Um die Dinge kompliziert zu machen: Man beachte, dass ein Teil dieses Flusses bereits engagiert ist, in Form von Zinszahlungen für bestehende Schuldtitel, Gehälter für aktive Berufssoldaten und Sozialversicherungsleistungen usw. Man kann also nicht plötzlich mehr Einnahmen aus der Luft schaffen.

Das Hauptproblem ist, dass niemand weiss, was geschehen würde, wenn die Schuldenobergrenze geknackt wird.

Wäre die Regierung gezwungen, Zahlungsunfähigkeit (default) in Bezug auf einige Staatsanleihen zu erklären? Oder kommt es zu einer anderen Art von default, wie z.B. Zahlungseinstellung für Güter und Dienstleistungen, die bereits in Anspruch genommen worden sind? Oder gibt es ein komplettes Chaos in fiskalischen Angelegenheiten, ein Rückfall in die Mitte der 1780er Jahre?

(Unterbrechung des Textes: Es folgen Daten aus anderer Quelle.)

PR #233, opened 2023-07-21
Performs scans on domains and updates IneligibleDomainStates

bkhushi:


api/domain_handlers.go
```diff
@@ -381,3 +381,55 @@ func (api API) Remove(w http.ResponseWriter, r *http.Request) {
 
 	writeJSONOrBust(w, issues)
 }
+
+// Example: GET /ineligible?
+func (api API) Ineligible(w http.ResponseWriter, r *http.Request) {
```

In der Vergangenheit war das Potential für die Verwirrung um die verbindliche Schuldenobergrenze (debt ceiling) gut verstanden. Die Schuldengrenze wurde ohne zu viel Aufregung angehoben. Und die Partei in der Opposition hat es i.d.R. nicht auf einen realen Kampf ankommen lassen, hebt Johnson hervor. Es gibt im Grunde genommen für den Kongress viele andere Möglichkeiten, Einfluss auf die Einnahmen und die Ausgaben (flow) zu nehmen, ohne eine Unordnung zu schaffen, darauf bestehend, dass der Bestand an Schulden mit früheren Verpflichtungen nicht übereinstimme.

Das hat sich jedoch im Sommer 2011 geändert, als einige Republikaner beschlossen, die Obama-Regierung zu default zu zwingen, wenn sie nicht kriegen würden, was sie wollten. Johnson hat damals vor Auswirkungen der Konfrontation im Hinblick auf die Schuldengrenze für den Staatshaushalt gewarnt, weil dadurch viel Unsicherheit ausgelöst würde, was am Schluss die Erholung der Wirtschaft bremsen würde. 

Die Unsicherheit hat weltweit zu einem Anstieg der Risikoaufschläge an den Anleihemärkten geführt und in der Euro-Krise den Druck auf die Peripherie verstärkt. Der an der MIT Sloan lehrende Wirtschaftsprofessor legt nun nahe, dass aufgrund der politischen Spiele demnächst erneut mit Unsicherheit zumindest in Höhe von Sommer 2011, wenn nicht sogar höher zu rechnen ist.